Correct Answer: 0, π/2, π, 3π/2

Solution:

Factoring gives sin(x)(sin(x) - 1) = 0, so x = 0, π/2, π, 3π/2.

Determine the values of x that satisfy the equation sin^2(x) - sin(x) = 0.

Determine the values of x that satisfy the equation sin^2(x) - sin(x) = 0.

Correct Answer: 0, π/2, π, 3π/2

Step 1: Start with the equation sin^2(x) - sin(x) = 0.
Step 2: Notice that this equation can be factored.

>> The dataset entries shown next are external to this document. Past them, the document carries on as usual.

PR #1711, opened 2021-11-14
chore/3 refresh notes api

kevinslin:
chore(api): add `refreshNotes` api

API to update all note metadata. For example, links and tags. 
Useful when you've added a note externally from Dendron. 

[Docs](https://github.com/dendronhq/dendron-site/blob/dev/vault/pkg.dendron-engine.api.engine.md#L7:L7)


packages/common-all/src/types/typesv2.ts
```diff
@@ -494,6 +498,12 @@ export type DEngine = DCommonProps &
     queryNotesSync({ qs }: { qs: string; vault?: DVault }): NoteQueryResp;
     renameNote: (opts: RenameNoteOpts) => Promise<RespV2<RenameNotePayload>>;
     renderNote: (opts: RenderNoteOpts) => Promise<RespV2<RenderNotePayload>>;
+    /**
+     * Update note metadata.
+     * Use cases:
+     * - update notes if they've been changed outside of Dendron
+     */
+    refreshNotes: (opts: RefreshNotesOpts) => Promise<void | IDendronError>;
```
jonathanyeung, line 506: why not `RespV2`?

packages/engine-server/src/engineClient.ts
```diff
@@ -372,7 +368,7 @@ export class DendronEngineClient implements DEngineClient {
     if (_.isUndefined(noteClean)) {
       throw new DendronError({ message: "error updating note", payload: resp });
     }
-    await this.refreshNotes([noteClean]);
+    await this.refreshNotesV2([{ note: noteClean, status: "update" }]);
```
jonathanyeung, line 371: If we are getting rid of the existing `refreshNotes`, why rename to `V2`?

packages/engine-server/src/utils.ts
```diff
@@ -326,4 +328,39 @@ export class EngineUtils {
...
+    engine,
+    notesMap,
+  }: {
+    note: NoteProps;
+    engine: DEngineClient;
+    notesMap: Map<string, NoteProps>;
+  }) {
+    const maxNoteLength = ConfigUtils.getWorkspace(engine.config).maxNoteLength;
+    if (
+      note.body.length <
```
jonathanyeung, line 347: Is it possible to return something in case length > max length? At least let's add some note in the function description.

jonathanyeung (changes requested):

packages/common-all/src/types/typesv2.ts
kevinslin: no good reason, changed it

packages/engine-server/src/engineClient.ts
kevinslin: that method already existed, `refreshNotes` was just a wrapper around it. wanted to minimize code changes with introducing this API

packages/engine-server/src/utils.ts
kevinslin: added a note.

kevinslin:
pr comments addressed in this new PR -> https://github.com/dendronhq/dendron/pull/1716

Rewrite it as sin(x)(sin(x) - 1) = 0.
Step 3: Set each factor equal to zero. First, set sin(x) = 0.
Step 4: Solve sin(x) = 0. The solutions are x = 0, π, 2π, ... (all multiples of π).
Step 5: Now, set the second factor equal to zero: sin(x) - 1 = 0.
Step 6: Solve sin(x) - 1 = 0. The solution is sin(x) = 1, which gives x = π/2 + 2kπ (where k is any integer).
Step 7: Combine the solutions from both factors. The specific solutions in the range [0, 2π) are x = 0, π/2, π, 3π/2.

Trigonometric Identities – Understanding the properties of sine and how to manipulate trigonometric equations.
Factoring Quadratic Equations – Applying factoring techniques to solve equations in the form of a product equal to zero.
Finding Solutions in Trigonometric Functions – Identifying all possible angles that satisfy the given trigonometric equation within a specified interval.